Thin support means broaden or densify the grid. Narrow survival means test more contexts. A spiky neighborhood means stop staring at the champion row and inspect the lower quartile. Missing coverage means the next batch is obvious.

In a good workflow, a warning is not where research ends. It is where the next useful test begins.

The Workbench Views

Study has several tools because no single view can explain a research set.

The Overview is where Candidate Neighborhoods live. It is the place to compare robust regions, representative rows, survival, and warnings.

The Ledger is the notebook’s table of contents. It lists every Backtest Pack, its metadata, row counts, parameter counts, metric counts, compressed size, and whether the pack is included.

The Sensitivity view asks which parameters move utility the most. That overlaps with the ideas in Influence: Which Knobs Actually Move The Result?, where we explain sensitivity analysis, main effects, and interactions more carefully.

The Curves view asks what happens as one parameter changes.
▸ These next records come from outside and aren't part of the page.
PR #588, opened 2024-08-15
improve crashtracker config deserialization

rochdev:
# What does this PR do?

Improve crashtracker config deserialization:

- A string can now be passed as an endpoint URL when deserializing instead of having to know about Hyper.
- Fields with a default value are no longer required.

# Motivation

When using NAPI-RS, JavaScript types are converted directly to Rust types through serialization/deserialization. This meant that a lot of unneeded options were required to be passed, and the URL had to be passed with the internal structure as well.

# Additional Notes

# How to test the change?

Good question 😅 I'm not familiar with tests in libdatadog, and I don't know if serialization/deserialization is even tested at all right now.

### DIFF
--- a/crashtracker/src/crash_info/metadata.rs
+++ b/crashtracker/src/crash_info/metadata.rs
@@ -3,7 +3,7 @@
 use ddcommon::tag::Tag;
 use serde::{Deserialize, Serialize};
 
-#[derive(Debug, Clone, PartialEq, Serialize, Deserialize)]
+#[derive(Debug, Default, Clone, PartialEq, Serialize, Deserialize)]
 pub struct CrashtrackerMetadata {
     pub library_name: String,
     pub library_version: String,
--- a/crashtracker/src/shared/configuration.rs
+++ b/crashtracker/src/shared/configuration.rs
@@ -12,7 +12,8 @@ use serde::{Deserialize, Serialize};
 #[derive(Debug, Default, Copy, Clone, PartialEq, Eq, Serialize, Deserialize)]
 pub enum StacktraceCollection {
     /// Stacktrace collection occurs in the
-    #[default] Disabled,
+    #[default]
+    Disabled,
     WithoutSymbols,
     EnabledWithInprocessSymbols,
     EnabledWithSymbolsInReceiver,
--- a/crashtracker/src/shared/configuration.rs
+++ b/crashtracker/src/shared/configuration.rs
@@ -9,16 +9,17 @@ use serde::{Deserialize, Serialize};
 /// We recommend fully enabling stacktrace collection, but having an environment
 /// variable to allow downgrading the collector.
 #[repr(C)]
-#[derive(Debug, Copy, Clone, PartialEq, Eq, Serialize, Deserialize)]
+#[derive(Debug, Default, Copy, Clone, PartialEq, Eq, Serialize, Deserialize)]
 pub enum StacktraceCollection {
     /// Stacktrace collection occurs in the
-    Disabled,
+    #[default] Disabled,
     WithoutSymbols,
     EnabledWithInprocessSymbols,
     EnabledWithSymbolsInReceiver,
 }
 
-#[derive(Debug, Clone, PartialEq, Serialize, Deserialize)]
+#[derive(Debug, Default, Clone, PartialEq, Serialize, Deserialize)]
+#[serde(default)]
 pub struct CrashtrackerConfiguration {
     // Paths to any additional files to track, if any
     pub additional_files: Vec<String>,
@@ -28,7 +29,8 @@ pub struct CrashtrackerConfiguration {
     pub wait_for_receiver: bool,
 }
 
-#[derive(Debug, Clone, PartialEq, Serialize, Deserialize)]
+#[derive(Debug, Default, Clone, PartialEq, Serialize, Deserialize)]
+#[serde(default)]
 pub struct CrashtrackerReceiverConfig {
     pub args: Vec<String>,
     pub env: Vec<(String, String)>,
--- a/ddcommon/src/lib.rs
+++ b/ddcommon/src/lib.rs
@@ -66,7 +66,7 @@ struct SerializedUri<'a> {
 #[serde(untagged)]
 enum StringOrSerializedUri<'a> {
     String(String),
-    SerializedUri(SerializedUri<'a>)
+    SerializedUri(SerializedUri<'a>),
 }
 
 fn serialize_uri<S>(uri: &hyper::Uri, serializer: S) -> Result<S::Ok, S::Error>
--- a/ddcommon/src/lib.rs
+++ b/ddcommon/src/lib.rs
@@ -62,6 +62,13 @@ struct SerializedUri<'a> {
     path_and_query: Option<Cow<'a, str>>,
 }
 
+#[derive(Serialize, Deserialize)]
+#[serde(untagged)]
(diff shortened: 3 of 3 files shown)


crashtracker/src/crash_info/metadata.rs
```diff
@@ -3,7 +3,7 @@
 use ddcommon::tag::Tag;
 use serde::{Deserialize, Serialize};
 
-#[derive(Debug, Clone, PartialEq, Serialize, Deserialize)]
+#[derive(Debug, Default, Clone, PartialEq, Serialize, Deserialize)]
 pub struct CrashtrackerMetadata {
```
r1viollet, line 7: I do not think we would want this to have empty defaults. Any reason to allow this ?

crashtracker/src/shared/configuration.rs
```diff
@@ -9,16 +9,18 @@ use serde::{Deserialize, Serialize};
 /// We recommend fully enabling stacktrace collection, but having an environment
 /// variable to allow downgrading the collector.
 #[repr(C)]
-#[derive(Debug, Copy, Clone, PartialEq, Eq, Serialize, Deserialize)]
+#[derive(Debug, Default, Copy, Clone, PartialEq, Eq, Serialize, Deserialize)]
 pub enum StacktraceCollection {
     /// Stacktrace collection occurs in the
+    #[default]
```
r1viollet, line 15: Is without symbols a reasonable default? Or would users want this disabled?

r1viollet:
Most of the testing would be through unit tests. Though there are some end to end FFI tests that could be leveraged for crashtracking.

crashtracker/src/crash_info/metadata.rs
rochdev: Why not if there are already defaults outside of Serde and they work 🤔

crashtracker/src/shared/configuration.rs
rochdev: I don't really know what this option does to begin with, but it seemed reasonable to have it disabled as a default. A different value might make more sense.

rochdev:
> Most of the testing would be through unit tests. Though there are some end to end FFI tests that could be leveraged for crashtracking.

It doesn't look like there are existing tests for crashtracking to begin with. And FFI tests are something else completely as Node cannot use FFI.

crashtracker/src/shared/configuration.rs
r1viollet: Ok, I would have assumed WithoutSymbols would be the expected default, but this is not my component.

crashtracker/src/crash_info/metadata.rs
r1viollet: What I meant is that you would want the user to fill some of these fields (like family). Feel free to ignore I'm not sure how you would make that field mandatory.

ddcommon/src/lib.rs
```diff
@@ -82,19 +89,22 @@ fn deserialize_uri<'de, D>(deserializer: D) -> Result<hyper::Uri, D::Error>
...
-    if let Some(v) = uri.authority {
-        builder = builder.authority(v.deref());
-    }
-    if let Some(v) = uri.scheme {
-        builder = builder.scheme(v.deref());
-    }
-    if let Some(v) = uri.path_and_query {
-        builder = builder.path_and_query(v.deref());
+    match StringOrSerializedUri::deserialize(deserializer)? {
+        StringOrSerializedUri::String(str) => str.parse().map_err(Error::custom),
```
r1viollet, line 93: are there ways to add a message here to differentiate between the errors ?

r1viollet:
> It doesn't look like there are existing tests for crashtracking to begin with. And FFI tests are something else completely as Node cannot use FFI.

If adding a rust unit test is difficult, ping me, I can approve to unblock. I agree the ffi tests won't help.
If you are able to add a test just to cover the new parts, that is great.

crashtracker/src/crash_info/metadata.rs
rochdev: That's the main thing. I think a configuration object struct should accept basically anything, and it should be up to the implementation using it to validate if the fields have values that are valid for whatever class using the object. In that sense, I think having a default value for every field makes sense, and simplifies usage by language-specific bindings.

crashtracker/src/shared/configuration.rs
rochdev: It's also not my component and I don't know what default would be the most reasonable, I just went with the one with value `0` as it seemed like it would have been intended to be the default but that could be wrong.

rochdev:
> If adding a rust unit test is difficult, ping me, I can approve to unblock. I agree the ffi tests won't help.

Is there an example anywhere in the project where serialization/deserialization is tested that I can look at?

ddcommon/src/lib.rs
rochdev: I think the original error message will be properly remapped onto the new custom error, or at least that is my understanding of what this is doing"

crashtracker/src/shared/configuration.rs
r1viollet: This is fine, it is a safe default. We can get this logic reviewed by @danielsn when he is back

crashtracker/src/crash_info/metadata.rs
paullegranddc: I disagree, in this case the default value is not valid and we should make it invalid by construction rather than validation.
For instance `family` really should be an enum, although right now it's more practical for it to be a String.
People should think about what they want in their metadata and deriving Default automatically goes against that

ddcommon/src/lib.rs
```diff
@@ -62,6 +62,13 @@ struct SerializedUri<'a> {
     path_and_query: Option<Cow<'a, str>>,
 }
 
+#[derive(Serialize, Deserialize)]
+#[serde(untagged)]
+enum StringOrSerializedUri<'a> {
+    String(String),
+    SerializedUri(SerializedUri<'a>),
+}
```
paullegranddc, line 70: There is a reason why this is serialized like that and not just as a String (which it used to in the past).

The reason is that non http uris (unix sockets unix:// , windows pipes, or file uris) are not correctly deserialized by the hyper::Uri from string implementation.

Could you add unit tests to check what happens when you try to deserialize non http Uris?
I'm interested in particular in paths starting with `/`, `./` and containing spaces as they have caused problems

crashtracker/src/crash_info/metadata.rs
rochdev: I was replying basically for all 3 objects, but for `CrashtrackerMetadata` I tend to agree that most fields are mandatory, I added `Default` basically because I was doing it also for the other ones. I'll change that one so that only tags are optional.

ddcommon/src/lib.rs
rochdev: Because this is passed to Hyper directly, I assumed it was just a shortcut to serialize `Url` which is not serializable by default. If there is a good reason to pass a more complex object, I'm fine with also passing that structure instead of relying on a string and removing this change. However, I tend to prefer handling this kind of common use cases internally behind the API instead of externally, thus exposing Hyper limitations to the caller.

rochdev: Actually, how do I even get the tests to pass? Whatever I do it seems there are a lot of tests that are failing before I even touch anything, and I'm unable to make them pass.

Look for plateaus, cliffs, dead zones, and narrow spikes.

The Heatmaps view asks whether two parameters only make sense together.

The Pareto view asks what tradeoffs remain when one metric improves and another gets worse. For the deeper version, see Frontier: When Better Depends On What You Refuse To Lose.
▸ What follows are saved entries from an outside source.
PR #590, opened 2024-08-20
Add a tiny bytes::Bytes like implementation

bantonsson:
# What does this PR do?

Adds a tiny `bytes::Bytes` like implementation for having multiple byte slices pointing into the same slice.

# Motivation

The implementation in `bytes::Bytes` does not allow us to use the mapped memory types in the `ipc` crate, and implementing support for such types in the original crate is a not an option, since it is non trivial and there is a large amount of functionality that doesn't map well to the mapped memory.

# Additional Notes

# How to test the change?

There are tests.


tinybytes/src/lib.rs
```diff
@@ -0,0 +1,237 @@
...
+
+/// Since the Bytes type is immutable, and UnderlyingBytes is `Send + Sync``, it is safe to share
+/// `Bytes` across threads.
+unsafe impl Send for Bytes {}
+unsafe impl Sync for Bytes {}
+
+impl Bytes {
+    /// Creates empty `Bytes`.
+    #[inline]
+    pub fn new() -> Self {
```
bwoebi, line 31: Maybe call it `empty()`?

bantonsson: Indeed, `empty` it is...

tinybytes/src/lib.rs
```diff
@@ -0,0 +1,237 @@
...
+}
+
+impl Ord for Bytes {
+    fn cmp(&self, other: &Bytes) -> cmp::Ordering {
+        self.as_slice().cmp(other.as_slice())
+    }
+}
+
+impl hash::Hash for Bytes {
+    // TODO should we cache the hash since we know the bytes are immutable?
```
bwoebi, line 223: I suppose we can do that. I suppose the overhead in size is minimal a couple bytes, which are likely anyway within padding (the struct is 32 bytes, and system allocator will give you 16 byte aligned memory...)

tinybytes/src/lib.rs
```diff
@@ -0,0 +1,237 @@
...
+    }
+
+    /// Returns a slice of self that is equivalent to the given `subset`, if it is a subset.
+    ///
+    /// When processing a `Bytes` buffer with other tools, one often gets a
+    /// `&[u8]` which is in fact a slice of the `Bytes`, i.e. a subset of it.
+    /// This function turns that `&[u8]` into another `Bytes`, as if one had
+    /// called `self.slice()` with the range that corresponds to `subset`.
+    ///
+    /// This operation is `O(1)`.
```
ekump, line 117:
```suggestion
    /// This operation is `O(1)`.
    ///
    /// # Examples
    ///
    /// ```
    /// use tinybytes::Bytes;
    ///
    /// let bytes = Bytes::copy_from_slice(b"hello world");
    /// let subset = &bytes.as_ref()[0..5];
    /// let slice = bytes.slice_ref(subset).unwrap();
    /// assert_eq!(slice.as_ref(), b"hello");
    ///
    /// let subset = &bytes.as_ref()[6..11];
    /// let slice = bytes.slice_ref(subset).unwrap();
    /// assert_eq!(slice.as_ref(), b"world");
    ///
    /// let invalid_subset = b"invalid";
    /// assert!(bytes.slice_ref(invalid_subset).is_none());
    /// ```    
```

tinybytes/src/lib.rs
```diff
@@ -0,0 +1,237 @@
...
+    /// Returns a slice of self for the provided range.
+    ///
+    /// This will return a new `Bytes` handle set to the slice, and will not copy the underlying
+    /// data.
+    ///
+    /// This operation is `O(1)`.
+    ///
+    /// # Panics
+    ///
+    /// Slicing will panic if the range does not conform to  `start <= end` and `end <= self.len()`.
```
ekump, line 72:
```suggestion
    /// Slicing will panic if the range does not conform to  `start <= end` and `end <= self.len()`.
    ///
    /// # Examples
    ///
    /// ```
    /// use tinybytes::Bytes;
    ///
    /// let bytes = Bytes::copy_from_slice(b"hello world");
    /// let slice = bytes.slice(0..5);
    /// assert_eq!(slice.as_ref(), b"hello");
    ///
    /// let slice = bytes.slice(6..11);
    /// assert_eq!(slice.as_ref(), b"world");
    /// ```    
```

ekump (approved):
A couple non-blocking comments but LGTM!

tinybytes/Cargo.toml
```diff
@@ -0,0 +1,16 @@
+[package]
+name = "tinybytes"
```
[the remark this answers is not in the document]
bantonsson: I honestly think that the `datadog-` prefixing in this project is weird, and that not having the same name on the directory and the package should be illegal.

tinybytes/src/lib.rs
```diff
@@ -0,0 +1,237 @@
...
+    pub fn slice(&self, range: impl RangeBounds<usize>) -> Self {
```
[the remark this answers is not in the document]
bantonsson: I think it is ok to panic if you do an out of bounds slice. It's what slice of `str` and other types do.

PR #598, opened 2024-08-26
reduced allocation v04 span representation

ekump:
# What does this PR do?

Deserialize V.04 Spans into a new internal representation that attempts to minimize new String allocations. Using the existing protobuf definitions leads to a level of performance that tracer libraries are/will be uncomfortable with. 

Introduce a `BytesString` that borrows from a tinybytes::Bytes buffer slice and a `BufferWrapper` for keeping track of where in the bytes buffer we are slicing from.

This will impact only v04 Spans at the moment. 

# Motivation

The PHP Language Platform team observed an unacceptable level of increased memory footprint when testing the use of the Sidecar for sending traces to the agent.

The Coverage view asks where the evidence is missing. This may be the most practically useful view when planning the next batch.

The Health view asks whether the Study itself is clean: how many rows it has, how large it is, how many candidates exist, and whether duplicate packs may be distorting the evidence.
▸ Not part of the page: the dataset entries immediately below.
PR #599, opened 2024-08-27
Fix accidental blocking socket in crashtracking

bwoebi:
Rust stdlib UnixListener is not async by default unlike the tokio one. It did apparently not fail during manual testing, but CI showed it sometimes failing.

Explicitly making it set_nonblocking(true).


bantonsson (approved):
Nice catch

r1viollet (approved):
LGTM

PR #601, opened 2024-08-28
Improve miri job runtime

VianneyRuhlmann:
# What does this PR do?

Improve the miri job runtime by skipping some slow tests.

### DIFF
--- a/ddcommon/src/entity_id/unix/container_id.rs
+++ b/ddcommon/src/entity_id/unix/container_id.rs
@@ -51,6 +51,7 @@ mod tests {
     use super::*;
     use maplit::hashmap;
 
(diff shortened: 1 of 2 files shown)


bantonsson (approved):
👍🏻

From the diff, it's clear that you reverted the parallel running of the tests, so it would be great if you had removed those commits as well.

It's easy to back up X commits:

```
git reset --hard HEAD~X
git push -f
```

VianneyRuhlmann:
Yes I figured those would get squashed anyway

bantonsson:
Yes, they will get squashed. It was only a bit confusing to see when I opened the PR.

PR #603, opened 2024-08-28
Add benchmark for SpanConcentrator

VianneyRuhlmann:
# What does this PR do?

Add benchmark to concentrator to allow future otpimizations

# Motivation

The concentrator is lacking some optimizations, this will make it easier to evaluate improvement.

# Additional Notes

# How to test the change?

### DIFF
--- a/data-pipeline/benches/span_concentrator.rs
+++ b/data-pipeline/benches/span_concentrator.rs
@@ -1,0 +1,71 @@
+// Copyright 2024-Present Datadog, Inc. https://www.datadoghq.com/
+// SPDX-License-Identifier: Apache-2.0
+use std::{
+    collections::HashMap,
+    time::{self, Duration, SystemTime},
+};
+
+use criterion::{criterion_group, Criterion};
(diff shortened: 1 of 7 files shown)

That may sound like a lot of tabs. The simpler mental model is four questions:

What regions look promising?
What evidence supports or weakens them?
Which parameters explain the shape?
What should I test next?

Why File Format Matters

Study uses .tbpack for Backtest Packs and .tbstudy for whole Studies.

That sounds like implementation plumbing until you try to keep large research sets alive in ordinary CSV and JSON files.

CSV and JSON are useful for compatibility, but they often need help. Which columns are parameters? Which are metrics? Is the symbol known? Did the filename imply the timeframe, or did the app know it natively? Are two packs duplicates?

Native packs preserve more of that structure from the beginning. They also store numeric columns more compactly than a giant table of row objects. The user-facing benefit is simple: Study can handle larger research sessions while keeping the metadata visible enough to repair when needed.

The metadata matters because bad labels can poison good analysis. If ETH is mislabeled as BTC, or a metric column is treated as a parameter, the map is wrong before the math even starts.

What To Test Next

The most useful part of Study may be that it does not let a research session end at admiration.

A candidate looks good. Fine. What now?

Study tries to turn that into a next test:

If Candidate #3 has no ETH 4h coverage, run ETH 4h around that region.
If a parameter is highly sensitive, run a denser sweep around the promising values.
If a region survives BTC but fails LINK, retest nearby ranges before trusting it.
If packs do not overlap, run a comparable range before comparing them too confidently.
If a duplicate pack is inflating support, exclude one copy.

This is the difference between collecting results and doing research.

Collecting results says:

Here are the rows I found.

Doing research says:

Here is the next question that would make my belief less flimsy.

The Honest Job Of Study

Study does not make historical results predictive by magic.

Its job is quieter and more useful: keep the research trail honest.

It helps separate a spike from a neighborhood, a single context from cross-pack survival, an exciting result from a supported one, and a missing test from a reassuring conclusion.

The best outcome is not simply “we found the winning row.”

The better outcome is:

We found a parameter family, tested its weak places, understood its tradeoffs, and know why it still deserves attention.

That is a stronger kind of confidence.

Not certainty. Not prophecy. A cleaner trail of evidence.